CN116884039A - A cross-modal person re-identification method based on graph structure

Info

Publication number: CN116884039A
Application number: CN202310913967.8A
Authority: CN
Inventors: 季一木; 刘尚东; 张驰
Original assignee: Jiangsu Tuoyou Information Intelligent Technology Research Institute Co ltd
Current assignee: Jiangsu Tuoyou Information Intelligent Technology Research Institute Co ltd
Priority date: 2023-07-25
Filing date: 2023-07-25
Publication date: 2023-10-13

Abstract

The invention discloses a cross-modal pedestrian re-identification method based on a graph structure, which belongs to the technical field of pedestrian re-identification methods. First, a training feature data set is constructed, and the identity balanced sampling strategy is used for training to extract pedestrian data of different identities in two modalities; then an adjacency matrix is generated through the training feature data set to construct an undirected graph structure, and the graph construction calculation is performed through matrix multiplication ; Carry out graph attention learning in two modes at the same time; and use multi-head attention technology to improve the data accuracy of graph attention learning. The present invention uses multi-head attention technology to allocate adaptive weights to intra-modal and inter-modal graph structures, eliminates the negative impact of large changing samples, reduces modal differences, and makes the training process stable and efficient.

Description

Cross-mode pedestrian re-identification method based on graph structure

Technical Field

The invention relates to the technical field of pedestrian re-recognition algorithms, in particular to a cross-mode pedestrian re-recognition method based on a graph structure.

Background

Because of popularization of construction planning such as 'safe city', 'smart city', the safety problem is paid unprecedented importance, the safety consciousness of human is also continuously improved, the pedestrian re-recognition technology in computer vision can process video data by using a machine and combine multiple cameras to replace manual processing and analysis of monitoring video, thereby effectively solving the defect of manual inspection, ensuring the safety of society and having wide application in daily life. The pedestrian re-identification technology is an image retrieval technology for determining whether a pedestrian appears in a monitoring camera network or not. The technology can quickly and accurately capture pedestrian images and is excellent in practical application, so that the technology is widely focused in the field of computer vision and gradually becomes a hot research direction.
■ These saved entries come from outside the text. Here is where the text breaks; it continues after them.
PR #244, opened 2017-04-12
Tweak consent copy

kevinrobinson:
Also wrap `IntroWithEmail` so there's only one element on the page that animates, not two independent elements.

screen shot 2017-04-12 at 12 30 35 pm


kevinrobinson:
selfie

PR #247, opened 2017-04-21
Add log message timestamp at the instant that each Jennifer Turner scenario finishes playing

kesiena115:


ui/src/message_popup/playtest/turner_experience_page.jsx
```diff
@@ -68,6 +68,13 @@ export default React.createClass({
 
   onScenarioDone() {
     this.setState({recording: true});
+    
+    Api.logEvidence('finished_playing_scenario', {
```
kevinrobinson: Could you call `this.onLogMessage` here instead?   It adds in the sessionId,  timestamp, etc., and then all logging is going through that one central point.

PR #250, opened 2017-04-23
Refactor code and add two new components for Jennifer Turner Scenario

kesiena115:
* Each audio recording begins immediately the video finishes playing i.e. the user does not need  to click any button.
* We show a still image of Jennifer Turner during each audio recording.

## Screenshot of a video scenario
screenshot 2017-04-22 20 20 20

## Still image while recording response
screenshot 2017-04-22 20 20 28

## Summary page
screenshot 2017-04-22 20 22 46

### DIFF
--- a/ui/src/message_popup/renderers/instant_audio_recorder.jsx
+++ b/ui/src/message_popup/renderers/instant_audio_recorder.jsx
@@ -1,0 +1,144 @@
+/* @flow weak */
+import React from 'react';
+import RaisedButton from 'material-ui/RaisedButton';
+import AudioCapture from '../../components/audio_capture.jsx';
+
+type State = {
+  haveRecorded: bool,
+  downloadUrl: ?string,
+  uploadState: 'idle' | 'pending' | 'done',
+  blob: ?Blob,
+  uploadedUrl: ?string
+};
+
+export default React.createClass({
+  displayName: 'InstantAudioRecorder',
+
+  propTypes: {
+    url: React.PropTypes.string.isRequired,
+    onDoneUploading: React.PropTypes.func.isRequired,
+    onLogMessage: React.PropTypes.func.isRequired,
+    instantRecord: React.PropTypes.bool,
+    recordingPrompt: React.PropTypes.string,
+    recordingText: React.PropTypes.string,
+  },
+
+  getDefaultProps() {
+    return {
+      instantRecord: false,
+      recordingPrompt: "Recording...",
+      recordingText: "Done",
+    };
+  },
+
+  getInitialState():State {
+    return {
+      haveRecorded: false,
+      downloadUrl: null,
+      uploadState: 'idle',
+      blob: null,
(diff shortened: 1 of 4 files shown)


ui/src/message_popup/renderers/instant_audio_recorder.jsx
```diff
@@ -0,0 +1,144 @@
...
+
+type State = {
+  haveRecorded: bool,
+  downloadUrl: ?string,
+  uploadState: 'idle' | 'pending' | 'done',
+  blob: ?Blob,
+  uploadedUrl: ?string
+};
+
+export default React.createClass({
```
kevinrobinson: If I read this right, this is the same as [AudioRecorderFlow](https://github.com/mit-teaching-systems-lab/threeflows/blob/master/ui/src/components/audio_recorder_flow.jsx), but with some steps in the process missing, is that right?

It'd be good to call out the difference and compare them in a comment at the top of the class here.  There might be opportunities to generalize, but it seems like the essence of these two components are their transitions between the different states so also fine to keep them separate.

ui/src/message_popup/renderers/instant_audio_recorder.jsx
```diff
@@ -0,0 +1,144 @@
...
+
+    if (!this.props.instantRecord && !haveRecorded) return 'idle';
+    if (this.props.instantRecord && !haveRecorded) return 'recording';
+    if (haveRecorded && !blob) return 'processing';
+    if (blob && uploadState === 'pending') return 'saving';
+    if (blob && uploadedUrl) return 'done';
+  },
+
+  onDoneRecordingClicked() {
+    this.props.onLogMessage('message_popup_audio_done_recording_clicked');
```
kevinrobinson: We should chat after the playtest about the message type strings here - right now if they're the same as other components, so in looking at the data on the server there's no way to distinguish between recording that was done with the instant component or the "review" one.  We might want to use different message types per component to capture more of this, but the tradeoff is more message types when doing analysis.

ui/src/message_popup/renderers/instant_audio_recorder.jsx
```diff
@@ -0,0 +1,144 @@
...
+    this.setState({
+      // isRecording: false,
```
kevinrobinson: Stray comment here.

ui/src/message_popup/renderers/instant_response_scenario.jsx
```diff
@@ -0,0 +1,123 @@
...
+              controls: 0,
+              rel: 0,
+              showinfo: 0,
+              start: question.start,
+              end: question.end
+            }
+          }} 
+        />
+        <div style={styles.invisible}>
+          { /* Todo (Kes): This is a hack to minimize wait time on first image display */ }
```
kevinrobinson: Nice touch! 👍

PR #680, opened 2024-02-19
Add docs for `step.invoke()` with `timeout`

jpwilliams:
## Summary

Adds documentation for `timeout` in `step.invoke()` as added in inngest/inngest#1129 and inngest/inngest-js#484.

## Related

- inngest/inngest#1129
- inngest/inngest-js#484


sylwiavargas (approved):
Thank you!

PR #696, opened 2024-02-23
Use branch current build to build edit this page URL

djfarrelly:
This is only mean to make links for newly created MDX documents work on branch builds/preview builds. This also is nice as if someone shares a preview build, the button goes to the correct pull request branch on Github. By default this will be "main."

### DIFF
--- a/shared/Docs/Layout.tsx
+++ b/shared/Docs/Layout.tsx
@@ -15,7 +15,8 @@ import { SectionProvider } from "./SectionProvider";
 import { useMobileNavigationStore } from "./MobileNavigation";
 import { getOpenGraphImageURL } from "../../utils/social";
 
-const GITHUB_PREFIX = "https://github.com/inngest/website/tree/main/";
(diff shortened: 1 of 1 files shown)


shared/Docs/Layout.tsx
```diff
@@ -15,7 +15,8 @@ import { SectionProvider } from "./SectionProvider";
 import { useMobileNavigationStore } from "./MobileNavigation";
 import { getOpenGraphImageURL } from "../../utils/social";
 
-const GITHUB_PREFIX = "https://github.com/inngest/website/tree/main/";
+const GITHUB_BRANCH = process.env.NEXT_PUBLIC_VERCEL_GIT_COMMIT_REF || "main";
```
djfarrelly, line 18: Tested on Vercel preview - this works correctly on the branch build. We'll have to test after this PR is merged that this is correct on production. `NEXT_PUBLIC_VERCEL_GIT_COMMIT_REF` is supposed to be set to `main` on production, but we should confirm this when out.

sylwiavargas (approved):
Thank you!

PR #702, opened 2024-02-28
Add a note that `onSendEvent` middleware will run with `step.invoke()`

jpwilliams:
## Summary

Adds a note to the TS middleware docs that `onSendEvent()` will be run for calls to `step.invoke()`, following the bug fix in inngest/inngest-js#503.

## Related

- inngest/inngest-js#503


sylwiavargas (approved):
Thank you!

PR #704, opened 2024-02-28
Remove sync dedupe text

goodoldneon:
We no longer dedupe syncs


anafilipadealmeida:
Screenshot 2024-02-28 at 22 44 05
I think there's another callout that needs to be removed

sylwiavargas (changes requested):
Great, thank you!
If you could just delete [this callout](https://github.com/inngest/website/pull/704#issuecomment-1970045536), it's ready to go!

PR #707, opened 2024-03-07
Remove our dashboard from the cancel docs description

goodoldneon:
There isn't a way to cancel function runs from our UI yet, so we shouldn't mention the dashboard in the cancel page's description


sylwiavargas (approved):
Ha, good catch, thank you!

PR #708, opened 2024-03-11
INN-2866 Add multi-trigger reference docs

jpwilliams:
## Summary

Adds small tweaks to Python and TypeScript reference documentation to add a mention of multiple triggers.

Golang uses auto-generated documentation from [pkg.go.dev](https://pkg.go.dev/github.com/inngest/inngestgo).

## Related

- INN-2866
- Documents inngest/inngest-js#497
- Documents inngest/inngest-py#59

PR #715, opened 2024-03-13
A small guide for using multiple triggers

jpwilliams:
## Summary

Adds a small guide for using multiple triggers - something to refer folks to following the release of the feature.

[New page - Using Multiple Triggers](https://website-git-docs-multiple-triggers-guide-inngest.vercel.app/docs/guides/multiple-triggers)

### DIFF
--- a/pages/docs/guides/multiple-triggers.mdx
+++ b/pages/docs/guides/multiple-triggers.mdx
@@ -1,0 +1,94 @@
+# Multiple triggers
+
+Each Inngest function can be triggered by one or more events or schedules, up to
+a maximum of 10.
+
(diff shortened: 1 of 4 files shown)


djfarrelly (approved):
We should change the TS reference docs to also show that multiple triggers are allowed and link back to this guide.

jpwilliams:
> We should change the TS reference docs to also show that multiple triggers are allowed and link back to this guide.

Added a note to the sections added in #708. :)

jpwilliams:
Will ship this without wildcard docs, as they need more DX consideration. This is tracked in DEV-45.

PR #716, opened 2024-03-13
Update step-send-event.mdx

wtachau:
reliability -> reliably


sylwiavargas (approved):
Ohhhh good catch! Thank you 🙏💜

PR #718, opened 2024-03-14
DEV-52 Make the main sidebar an accordion

sylwiavargas:
## Overview

This PR transforms the sidebar menu into a (nested) accordion to save space when there will be more items on the side.

## Considerations
- Only the current "section" of the sidebar is open by default
- If the user opens a "section", the state will persist as the user browses around
  - it will not persist if the page is refreshed (this can be done with session storage but I'm not sure if it's the desired behavior yet)
- The sidebar can start with just a page or a "section"
- The maximum level of nested-ness is two (a subsection within section -- see second screenshot) and having drawn out possible menu items, there doesn't seem to be a need for further nesting
- Each of the main menu section will have a landing page (this does not apply to sub-sections)

## Next steps

- The current implementation does not feature the styling to indicate the active page beyond a vertical line. In the first screenshot, we are on the landing page and no subpage is chosen (this will be different once landing pages are also present in the sidebar). In the second screenshot, the current page is marked

### Sidebar
Screenshot 2024-03-14 at 2 00 52 PM

### Nested sidebar
Screenshot 2024-03-14 at 2 00 40 PM


shared/Docs/navigationStructure.ts
```diff
@@ -158,19 +163,26 @@ const sectionGuides = [
...
       {
         title: "Working with apps",
         href: `/docs/apps/cloud`,
       },
-      { title: "Deploy: Vercel", href: `/docs/deploy/vercel` },
-      { title: "Deploy: Netlify", href: `/docs/deploy/netlify` },
       {
-        title: "Deploy: Cloudflare Pages",
-        href: `/docs/deploy/cloudflare`,
+        title: "Deployment targets",
```
djfarrelly, line 176: Maybe "platforms" instead of targets?

styles/globals.css
```diff
@@ -770,3 +770,45 @@ ul.check li {
 .hero-text-shadow {
   text-shadow: 0 5px 30px rgba(224,198,210,0.2);
 }
+
```
djfarrelly, line 773: **non-blocking**: Ideally, we'd move all of these our of global.css and use tailwind as we use elsewhere in the site. Currently `global.css` is mostly legacy CSS that we're working to shift away from over time. We don't need to do this for this PR, but we should move it at some point for consistency.

djfarrelly (approved):
A couple non-blocking comments, but otherwise, good to go as this will be great to pave the way for the coming IA changes!

styles/globals.css
sylwiavargas: Thank you, this make sense. I've created a [Linear](https://linear.app/inngest/issue/DEV-81/move-code-out-of-globalscss) ticket to get back to this.

djfarrelly (approved):

shared/Docs/navigationStructure.ts
```diff
@@ -477,6 +559,293 @@ const sectionPythonReference = [
...
+  },
+];
+
+const matchers = {
+  guides: /^\/docs\/guides/,
+  reference: /^\/docs\/reference/,
+  examples: /^\/docs\/examples/,
+  // should match everything except above
+  default: /^\/docs(?!\/guides|\/reference|\/examples)/,
+};
```
sylwiavargas, line 820: @djfarrelly matchers

PR #725, opened 2024-03-18
DEV-53 Improved Nav Bar

sylwiavargas:
## Overview

➡️ [Preview](https://website-git-sylwia-tabs-inngest.vercel.app/docs)

This PR introduces the following changes:
- refurbished Nav Bar (in accordance with the feedback from our designers)
- improved mobile navigation (in accordance with the feedback from our designers)
- tabs in the Nav Bar
- [reference landing page](https://website-git-sylwia-tabs-inngest.vercel.app/docs/reference) (very minimal)
- enabling all the sidebar sections to be opened at the same time (something which will change)
- moving all reference sites to one place

## Code quality

There is a lot of debris because it is an (incremental) work in progress. Please be understanding.

---
## Outdated: RFC

Previously, this PR was an RFC and I'm keeping the contents for posteriority.

<details>
<summary>Content from RFC</summary>
## Request for comments

This is a work-in-progress PR to request comments on how to best approach the cluttered Nav Bar -- both in desktop and mobile version.

## The problem

I have added four "Tabs" to the docs nav bar, which makes it a bit cluttered:

### Light mode
Screenshot 2024-03-18 at 10 34 57 AM

### Dark mode
Screenshot 2024-03-18 at 10 34 54 AM

Before I move onto making further decisions or introduce more styling changes (reducing margins,  and so on), I decided to stop to brainstorm best path forward.

## Solutions - desktop
I brainstormed some solutions, looked at available patterns elsewhere and compiled these ideas into a list below. Please note that the mockups are made in Preview so they can be a bit uneven etc. Also, maybe we can come up with something else altogether or combine a few solutions -- I'm open to suggestions.

### 1. Social icons in the sidebar
We could move the social icons to the bottom of the sidebar, and then move search box to the right. The con here is that the social icons are then less discoverable but do we need them to be prominent in the docs anyway?
Screenshot 2024-03-18 at 10 34 57 AM copy

### 2. Make navbar one panel (most work)
Currently, the top part of the website is divided into two panels, which steals a bit of the real estate. If we make it one panel, we could use the space more efficiently, for example:
Screenshot 2024-03-18 at 10 34 57 AM

### 3. Add search bar to the left panel of the nav bar
I'm not sure how intuitive and visually pleasing it is but adding it here for the sake of exploration:
Screenshot 2024-03-18 at 10 46 07 AM

### 4. Remove one of the "sign up/sign in" buttons
In doing so, we would save some space but add one additional screen for some of the users -- for example, if we keep "Sign in", the folks without account will have to then click "don't have an account yet? sign up", which is a pattern on some websites.
Screenshot 2024-03-18 at 10 51 48 AM

### 5. Add an additional menu
We could also add a secondary menu for the tabs but this could perhaps clash with the breadcrumbs we will introduce later?

Screenshot 2024-03-18 at 12 13 49 PM

## Solutions -- mobile
Perhaps the four tabs could be a constant element at the top of the menu followed by the sections of the current tab?
Screenshot 2024-03-18 at 10 58 46 AM

## Other Questions
I am not yet sure if "Getting started" should be a tab.
- **What problem we are solving here:** 
  - with different tabs, this important section (containing quickstarts, explanation what Inngest is, how it works, etc.) may be less discoverable if it's a section within "Guides" menu. 
  - Not everyone will land on our docs through the homepage or Guides so by placing it as a tab, we ensure everyone who needs it will see it
-  **Cons:** if this is a tab, it takes space in the nav bar
I worry it is taking too much space or attention but at the same time, we need people to quickly find all the information they need. Opinions?
</detail>

### DIFF
--- a/shared/Docs/Navigation.tsx
+++ b/shared/Docs/Navigation.tsx
@@ -48,7 +48,7 @@ export function TabItem({ href, children, matcher }) {
   const isActive = matcher.test(pathname);
   return (
     <li>
-      <a
+      <Link
         href={href}
         className={clsx(
           "text-sm leading-5 transition whitespace-nowrap px-3 py-4 relative top-0.5",
@@ -59,7 +59,7 @@ export function TabItem({ href, children, matcher }) {
         )}
       >
         <span className="relative -top-0.5">{children}</span>
-      </a>
+      </Link>
     </li>
   );
 }
--- a/shared/Docs/Navigation.tsx
+++ b/shared/Docs/Navigation.tsx
@@ -1,4 +1,4 @@
-import { useMemo, useRef } from "react";
+import { useEffect, useMemo, useRef, useState } from "react";
 import Link from "next/link";
 import { useRouter } from "next/router";
 import clsx from "clsx";
@@ -51,9 +51,9 @@ export function TabItem({ href, children, matcher }) {
       <Link
         href={href}
         className={clsx(
-          "text-sm leading-5 transition whitespace-nowrap px-3 py-4 relative top-0.5",
+          "font-medium text-sm leading-5 transition whitespace-nowrap px-3 py-4 relative top-0.5",
           isActive &&
-            "font-medium text-indigo-700 dark:text-white border-b dark:border-b-white border-b-indigo-700  hover:text-indigo-900",
+            "text-indigo-700 dark:text-white border-b dark:border-b-white border-b-indigo-700  hover:text-indigo-900",
           !isActive &&
             "text-slate-600  dark:text-slate-400 hover:text-slate-900 dark:hover:text-white"
         )}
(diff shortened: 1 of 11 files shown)


shared/Docs/navigationStructure.ts
```diff
@@ -485,6 +546,323 @@ const sectionPythonReference: NavGroup[] = [
   },
 ];
 
+const sectionReference: NavGroup[] = [
+  {
+    title: "TypeScript SKD",
```
djfarrelly, line 551:
```suggestion
    title: "TypeScript SDK",
```

shared/Docs/Navigation.tsx
```diff
@@ -20,14 +21,44 @@ function useInitialValue(value, condition = true) {
...
   return (
-    <li className="lg:hidden">
+    <li>
       <Link
         href={href}
-        className="block py-1 text-sm text-slate-600 transition hover:text-slate-900 dark:text-slate-400 dark:hover:text-white"
+        className={clsx(
+          "text-sm leading-5 transition whitespace-nowrap px-3 py-4 relative top-0.5",
+          isActive &&
+            "font-medium text-indigo-700 dark:text-white border-b dark:border-b-white border-b-indigo-700  hover:text-indigo-900",
```
djfarrelly, line 56: Changing to `font-medium` based on the active state causes the tabs to get wider, I think we should make these always `font-medium`

djfarrelly (approved):
Approving, but I still suggest that we change the nav links to always font-medium to avoid the subtle page shift, but it's not blocking!

shared/Docs/Navigation.tsx
sylwiavargas: Thank you!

DaiP et al, "DaiP, jiR, wangH, et al, cross-model persona-identificationwith generativeadversarialtraining [ C ]// IJCAI.2018,1 (3): 6," disclose a discriminant feature representation for learning different modes based on generating discriminators for countermeasure training, the structure of which is a generator of a deep convolutional neural network as a learning image representation and a mode classifier as a discriminator, which attempts to distinguish RGB from infrared image modes, the disadvantage being that learning is easily contaminated and unstable by noise samples when the difference in appearance between the two modes is large. All of these challenges result in poorly-discriminative cross-modal features and unstable training.

Chinese patent publication No. CN116311384a, publication date 2023-06-23, title of invention: the patent discloses a cross-modal pedestrian re-recognition method based on joint intermediate modality and characterization learning, wherein an intermediate modality generator is utilized to map original images of the two modalities into a unified feature space so as to generate an intermediate modality image, and the defect is that the global feature learning method is sensitive to background clutter and cannot clearly process modality differences.

Disclosure of Invention

The invention aims at overcoming the defects of the prior art, and provides a cross-mode pedestrian re-identification method based on a graph structure, which is used for enhancing the robustness to noise samples while considering the intra-mode information and the inter-mode discriminant analysis.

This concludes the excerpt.